When linking up and intentionally crashing the support systems on a survival pod, you have to know what you’re doing.

Each pod is designed to keep its occupant alive and revivable under any conditions, outside of a complete burst or decompression or hull breach. Excluding those extreme situations, the occupant of a survival pod is completely protected until assistance can arrive and reclaim the craft. Even in the event that power or O2 fail or run short in supply, an emergency backup system immediately floods the compartment of the craft with a chemical gas mixture and a separate liquid nutrient formulation to create a stable, foam-like anesthesia/nutrient media throughout the entire interior. Those that work on these crafts refer to the process as “frothing.” I hear that it’s a nasty experience, complete with full-body spasms and choking. Eventually, the sedative takes over and you become completely dormant.

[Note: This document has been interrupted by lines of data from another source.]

PR #1392, opened 2021-05-07
remove dialect and use scalaVersion

mlachkar:


scalafix-tests/unit/src/test/scala/scalafix/tests/cli/CliSemanticSuite.scala
```diff
@@ -246,29 +246,29 @@ class CliSemanticSuite extends BaseCliSuite {
...
-      "--dialect",
-      "unknown"
-    ),
-    expectedExit = ExitStatus.CommandLineError,
-    outputAssert = { out =>
-      assert(out.contains("Scala3"))
-      assert(out.contains("Scala2"))
-    }
-  )
+//  checkSemantic(
```
bjaglin, line 249: remove?

scalafix-tests/unit/src/test/scala/scalafix/tests/config/ScalaVersionSuite.scala
```diff
@@ -0,0 +1,12 @@
+package scalafix.tests.config
+
+import scalafix.internal.config.ScalaVersion
+
+class ScalaVersionSuite extends munit.FunSuite {
+
+  test("parser Scala2 ") {
+    val scala2 = ScalaVersion.from("2")
```
bjaglin, line 8: it looks like you added support for many more patterns (I am guessing the RC suffix is gracefully dropped for example), it would be nice to document/test them.

scalafix-core/src/main/scala/scalafix/internal/config/ScalaVersion.scala
```diff
@@ -0,0 +1,85 @@
...
+      case BasicVersion(major, minor, patch) =>
+        MajorVersion.from(major.toLong).flatMap{ major =>
+          Success(Patch(major, minor.toInt, patch.toInt))
+        }
+      case PartialVersion(major, minor) =>
+        MajorVersion.from(major.toLong).flatMap{ major =>
+          Success(Minor(major, minor.toInt))
+        }
+      case MajorPattern(major) => MajorVersion.from(major.toLong).flatMap(major => Success(Major(major)))
+      case _ => Failure(new Exception(s"$s not a valid ScalaVersion."))
```
bjaglin, line 82:
```suggestion
      case _ => Failure(new Exception(s"$s not a valid Scala version"))
```

scalafix-core/src/main/scala/scalafix/internal/config/ScalaVersion.scala
```diff
@@ -0,0 +1,85 @@
...
+
+  private val longPattern = """\d{1,19}"""
+  private val BasicVersion = raw"""($longPattern)\.($longPattern)\.($longPattern)""".r
+  private val MajorPattern = raw"""($longPattern)""".r
+  private val PartialVersion = raw"""($longPattern)\.($longPattern)""".r
+
+  def from(s: String): Try[ScalaVersion] = {
+    val version = s.split("-").head
+    version match {
+      case "Scala2" | "scala2" => Success(scala2) // not sure
```
bjaglin, line 71: not sure about supporting this syntax? Given the documentation of the flag, it seems a bit strange to me that the user would provide something else than `x[.x[.x]]`. Maybe we can strip the potential heading `[S|s]cala` before parsing?

scalafix-core/src/main/scala/scalafix/internal/config/ScalaVersion.scala
```diff
@@ -0,0 +1,85 @@
...
+   object MajorVersion {
+     def from(int: Long): Try[MajorVersion] =
+       int match {
+         case 2 => Success(Scala2)
+         case 3 => Success(Scala3)
+         case _ => Failure(new Exception(s"Major Scala version can be either 2 or 3 not $int"))
+       }
+   }
+
+  private val longPattern = """\d{1,19}"""
```
bjaglin, line 63: I am guessing we can stick to 2? also you capture ints here, not longs

scalafix-core/src/main/scala/scalafix/internal/config/ScalaVersion.scala
```diff
@@ -0,0 +1,85 @@
...
+  private val BasicVersion = raw"""($longPattern)\.($longPattern)\.($longPattern)""".r
```
bjaglin, line 64:
```suggestion
  private val FullVersion = raw"""($longPattern)\.($longPattern)\.($longPattern)""".r
```

scalafix-cli/src/main/scala/scalafix/internal/v1/Args.scala
```diff
@@ -129,7 +127,7 @@ case class Args(
     @Description(
       "The Scala compiler version that was used to compile this project."
```
bjaglin, line 128: Since we are extending the use of this flag for syntactic rules, I think we should relax a bit the constraint of "prior compilation". Also, the reference to `project` is a bit ambiguous, considering the other flags, I think `files` would be more consistent.
```suggestion
      "The Scala compiler version that the provided files are targeting, or the actual version that was used to compile them when a classpath is provided."
```

scalafix-cli/src/main/scala/scalafix/internal/v1/Args.scala
```diff
@@ -371,7 +368,7 @@ case class Args(
       settingInScala2: String,
       settingInScala3Opt: Option[String]
   ): Option[String] = {
-    if (scalaVersion.isEmpty || scalaVersion.startsWith("2")) {
+    if (scalaVersion.value.isEmpty || scalaVersion.value.startsWith("2")) {
```
bjaglin, line 371: add helper on `ScalaVersion`? Or `Ordering`?

bjaglin (approved):
LGTM on using `scalaVersion` to control the internal dialect passed to scalameta for parsing. A few docs & implementation details comments.

As discussed offline, for the record:
- this flag is not mandatory at the moment - it's only required for rules using the presentation compiler (`ExplicitResultTypes` amongst the built-in rules) to ensure compatibility at the class/pickle level
- it would be redundant and confusing for the user to ask for another flag just for the dialect
- sbt-scalafix [only passes it for semantic rules at the moment](https://github.com/scalacenter/sbt-scalafix/blob/33ef9de1210e95de73363f358c105ee14b5558c1/src/main/scala/scalafix/sbt/ScalafixPlugin.scala#L432), but it's trivial to update it
- the current default is the runtime Scala version of Scalafix, so effectively 2.12 or 2.13, which does not change the default behavior for parsing sources 
- :+1: for supporting a major version only (single int), to cover the use case of dialect selection via the CLI (or potentially in the configuration file itself) with as little provided information as possible (`--scala-version 3`).

scalafix-tests/unit/src/test/scala/scalafix/tests/config/ScalaVersionSuite.scala
mlachkar: I agree.

scalafix-core/src/main/scala/scalafix/internal/config/ScalaVersion.scala
mlachkar: I think we can just not support this. I was

scalafix-core/src/main/scala/scalafix/internal/config/ScalaVersion.scala
mlachkar: you're right

scalafix-cli/src/main/scala/scalafix/internal/v1/Args.scala
mlachkar: yes definitely. It was just to make everything compiles

scalafix-cli/src/main/scala/scalafix/internal/interfaces/ScalafixArgumentsImpl.scala
```diff
@@ -200,8 +194,16 @@ final case class ScalafixArgumentsImpl(args: Args = Args.default)
...
-  override def withScalaVersion(version: String): ScalafixArguments =
-    copy(args = args.copy(scalaVersion = version))
+  override def withScalaVersion(version: String): ScalafixArguments = {
+    ScalaVersion
+      .from(version) match {
+      case Success(value) => copy(args = args.copy(scalaVersion = value))
+      case Failure(exception) =>
+        throw new ScalafixMainArgsException(
+          s"Failed when parsing Scala Version because: ${exception.getMessage}"
+        )
```
bjaglin, line 204: why not use the constructor that wraps an exception? The `because` is implied then.
```suggestion
        throw new ScalafixMainArgsException("Failed to parse Scala version", exception)
```

scalafix-core/src/main/scala/scalafix/v1/SyntacticDocument.scala
```diff
@@ -29,15 +30,27 @@ final class SyntacticDocument private[scalafix] (
...
   }
-  def fromInput(input: Input, dialect: Dialect): SyntacticDocument = {
+  @deprecated(
+    "use fromInput(input: Input, scalaVersion: ScalaVersion) instead",
+    "0.9.28"
+  )
+  def fromInput(inout: Input, dialect: Dialect): SyntacticDocument = {
+    val tree = parse(inout, dialect).get: Tree
+    fromTree(tree)
+  }
```
bjaglin, line 47: you can remove this since it was never published, no?

scalafix-interfaces/src/main/java/scalafix/interfaces/ScalafixArguments.java
```diff
@@ -169,6 +164,7 @@ ScalafixArguments withToolClasspath(
      *                this must match the binary version available in the classloader of
      *                this instance, as requested/provided in the static factory methods
      *                of {@link Scalafix}.
+     * @throws ScalafixException In case of an error parsing the scalaVersion.
```
bjaglin, line 167: the javadoc could be updated in the same way the CLI doc was updated

bjaglin (approved):

scalafix-interfaces/src/main/java/scalafix/interfaces/ScalafixArguments.java
mlachkar: ok

scalafix-core/src/main/scala/scalafix/v1/SyntacticDocument.scala
mlachkar: This method was there too!

scalafix-interfaces/src/main/java/scalafix/interfaces/ScalafixArguments.java
mlachkar: the cli sentence is finally not that clear for me!
```
    @Description(
      "The Scala compiler version that the provided files are targeting, " +
        "or the actual version that was used to compile them when a classpath is provided."
    )
```
what we want is 
- the full scalaverion that was used to compile the code source
- in the absence of the fullVersion, we require either the scala binary version of the code source, or the major scala Version

mlachkar: we need at least the major, to know with which dialect to parse the code source, but some rules may require more..

mlachkar: ok!

bjaglin:
FTR, I just ran into https://github.com/scalameta/scalameta/issues/2323, so I think whatever the outcome of that discussion is, it's good that we hide the dialect and infer it based on `scalaVersion` (and potentially `scalacOptions`).

mlachkar:
I agree with you!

Obviously, the purpose is to immediately put the occupant into a chemically-induced hibernation stasis that will allow the survival pod to continue its operation on low power until an authorized recovery. In the end, I hear that it actually takes quite a bit of work to remove the dense foam from the body and revive the subject. Nevertheless, in order to shut the whole system down, using the remote management system, you have to know how to deactivate the stasis “frother” systems first [image attached]. Once again, my three years working with engineering and mechanics on ships of this type taught me how to effectively “kill” a survival pod and its occupant. But I didn’t do that. I withdrew. I had to. It made little sense. And it was maddening.